# New Swordtails



## DJ (Feb 20, 2005)

I got 2 pregnant swordtails and 1 dude.

I put them in my spare 10 gal. with:
a com. pleco
2 apple snails 
3 ghost shrimp (2 egg-holding ones and a dude)
2 ADFs
and an algae eater

my other 10 gal. now has:
3 giant danios 
3 platies 
2 albino cories 
1 com. pleco
3 apple snails
and 7 ghost shrimp


,,,, alittle better?


----------



## sumpthinfishy (Jan 21, 2005)

What color (shells and body), how big and where did you get your apple snails? LOL Sorry. I have about 14 of them and am always looking for different colors.


----------



## Lexus (Jan 19, 2005)

Better but the 2 plecos still need to go.


----------



## flynngriff (Jan 19, 2005)

Getting better, DJ... Dividing up your fish between two tanks is a good start to solving you overcrowding problem. Is your ich cleared up yet? I would strongly recommend against getting any more fish until you have cleared up the ich. Your tanks don't seem too horribly crowded anymore, although the giant danios and plecos will eventually cause problems. Have you though about what you'll do when your swords have their fry? 
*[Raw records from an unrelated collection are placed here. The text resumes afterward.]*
PR #4989, opened 2021-12-16
TM determinism fixes

glopezdiest:
### Description

This PR fixes some non-deterministic behaviors that were introduced after 0.9.11. These includes:
- Sorting the vehicles at the *ApplyBatchSync* so that the TM always registers them in the same order, avoiding the need to sort them 
- Changed one variable from *unordered map* to *map*, avoiding having to sort it when looping through its keys.
- TM now uses one global seed for all vehicles, instead of one per vehicle.
- Changing a vehicle's physics is now a synchronous call. Due to its high interaction with other commands, as well as its expensive computations, the async nature of the call was causing other commands called after this one, to sometimes finish earlier, breaking determinism and creating unexpected behaviors 
- Updated the determinism smoke test to also use the hybrid mode

  * **Python version(s):** 3.6
  * **Unreal Engine version(s):** CARLA fork

---
This change is [Reviewable](https://reviewable.io/reviews/carla-simulator/carla/4989)

### DIFF
--- a/CHANGELOG.md
+++ b/CHANGELOG.md
@@ -1,3 +1,7 @@
+## Latest
+
+  * Fixed bug causing the Traffic Manager to not be deterministic when using hybrid mode
+
 ## CARLA 0.9.13
 
   * Added new **instance aware semantic segmentation** sensor `sensor.camera.instance_segmentation`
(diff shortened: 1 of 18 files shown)


jackbart94 (approved):

jackbart94 (approved):
> Reviewed 10 of 13 files at r1, 8 of 8 files at r2, all commit messages.
> *[Reviewable](https://reviewable.io/reviews/carla-simulator/carla/4989)* status: :shipit: complete! all files reviewed, all discussions resolved (waiting on @glopezdiest)

Issue #3765, opened 2020-12-30
Access to wheels rotation angle in PythonAPI


unumkam:
This feature might be helpful for precise position estimation. Coupling position sensors with wheel odometry seems to be more intuitive way to build feedback-based control of car. I was wondered Carla not provides this data.
Locally I have done it through ACarlaWheeledVehicle, then filled ActorDynamicState from WorldObserver and get it accessible from Python Vehicle type

corkyw10:
@DSantosO could you follow up on this please?

DSantosO:
Hello @unumkam,

This is currently being implemented in PR #3868 and it will be soon in dev branch so I close the issue. Feel free to reopen if necessary.

NishanthARao:
@DSantosO Hi.

From the PRs, I see that two new functions are added: SetWheelSteerAngle and GetWheelSteerAngle.

However, the question asks the rotation angle of the wheel and not the steer angle of the wheel right? Could we use the GetRotationAngle() that UVehcileWheel provides?

PR #5295, opened 2022-03-28
Set wheel orientation

anrp-tri:
Allow the wheels of a vehicle to be positioned fully instead of just the steering angle.

Also properly resolves https://github.com/carla-simulator/carla/issues/3765

---
This change is [Reviewable](https://reviewable.io/reviews/carla-simulator/carla/5295)


AlexanderRex:
Hello, thank you for your work this is very important module for self-driving car development! But I have some troubles with merge your branch

AlexanderRex:
after merging and running manual_control.py i have this problem:
Fatal Python error: (pygame parachute) Segmentation Fault
Python runtime state: initialized

Thread 0x00007fe9305a6740 (most recent call first):
  File "manual_control.py", line 1244 in game_loop
  File "manual_control.py", line 1370 in main
  File "manual_control.py", line 1378 in <module>
Aborted (core dumped)

anrp-tri:
FYI I tried to build this locally with on tip editor and carla/dev but the editor exited after clicking play, then I tried applying the vulkan patch in s3 but it does not cleanly apply so I got stuck.

PR #5378, opened 2022-04-21
Fix topology with ending lanes

glopezdiest:
### Description

When using the `Map.get_topology`, there is an error that causes lanes with no successors to not be added. This resulted in something like the image below, where the red lines are the lanes part of the topology. As it can be seen, the topology is missing the lane on the left.

image

This is caused because the topology pairs the start of one lane with the start of the next ones. As such, if no successors are found, the lane's starting point isn't linked with anything. This has been changed and now, if no successors are found, the start of the lane is paired with the its end.

  * **Python version(s):** 3.6

#### Possible Drawbacks

This changes the topology a bit, so there might be some cases where some logic is affected. I don't think this happens anywhere in CARLA though.

---
This change is [Reviewable](https://reviewable.io/reviews/carla-simulator/carla/5378)

### DIFF
--- a/CHANGELOG.md
+++ b/CHANGELOG.md
@@ -1,5 +1,6 @@
 ## Latest
 
+  * Fix a bug at `Map.get_topology()`, causing lanes with no successors to not be part of it.
   * Added new ConstantVelocityAgent
   * Added new parameter to the TrafficManager, `set_desired_speed`, to set a vehicle's speed.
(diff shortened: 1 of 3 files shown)


Axel1092 (approved):
> *[Reviewable](https://reviewable.io/reviews/carla-simulator/carla/5378)* status: :shipit: complete! all files reviewed, all discussions resolved (waiting on @glopezdiest)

Thanks for taking steps to fix the problem and keep your fish healthy!


----------



## DJ (Feb 20, 2005)

-sumpthinfishy- They are gold.

-Lexus- I might be geting a bigger tank. 

-flynngriff- thanks, I don't think it was ich, I think it was something worse.


----------



## flynngriff (Jan 19, 2005)

From what I remember, it sure looked like Ich in the photos of your tiger barbs, but I could be wrong.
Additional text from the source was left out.